Abstract

Introduction: β-thalassemia (BT) disease requires a lifelong blood transfusion. Despite improved prognosis with transfusion and chelation therapy, the iron overload can predispose to atrial fibrillation (AF). We sought to study the impact of AF on BT patients through large database analysis. Methods: The study used the Agency for Healthcare Research and Quality’s Healthcare Cost and Utilization Project (HCUP) National Inpatient Sample (NIS) for 2016-2019. Adult BT admissions were included. BT admissions were identified using ICD-10 code (D56.1). Admissions were stratified according to AF presence. A series of multivariate logistic regression was performed to evaluate the impact of atrial fibrillation on BT and to account for potential confounders. Continuous variables were compared using Student t-test, and categorical variables were compared using ꭓ2 tests. Subgroup analysis according to sex was performed. Outcomes evaluated were in-hospital mortality and prolonged length of stay (LOS) ≥ 75th percentile.

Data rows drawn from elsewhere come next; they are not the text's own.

PR #8724, opened 2025-07-29
e2e: add instructions how to update extensions

midleman:
### Summary
Provide instructions how to update extensions when there is a mismatch.

### QA Notes
n/a


lionel- (approved):
Awesome thanks so much!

Results: A total of 17,150 admissions were included, of which 2,100 (12.2%) had an associated diagnosis of AF. Admissions with AF were older (72.1 vs 47.3, P<0.001), white race (66% vs 41%), and more likely to have congestive heart failure (CHF), hypertension, valvular heart disease, and renal disease. BT was associated with higher AF prevalence than non-BT admissions across all age groups. AF was not associated with increased risk of in-hospital mortality in the general cohort nor increased LOS (adjusted odds ratio [aOR]: 1.36 [0.67-2.78], P=0.398, and 1.00 [0.78-1.29], P=0.997, respectively). In subgroup analysis, including only female admissions, AF was associated with increased in-hospital mortality (aOR: 2.73 [1.09-6.8], P=0.031) but not with prolonged LOS (P=0.218). Predictors of in-hospital mortality were age, CHF, and liver disease, while predictors of prolonged LOS were Diabetes Mellitus in addition to CHF and age. Conclusions: We reported significant findings. First, AF is more common in BT compared to the general population, irrespective of age. Second, AF was independently associated with increased mortality in BT females. Third, CHF, liver disease, diabetes, and increased age are poor outcome predictors.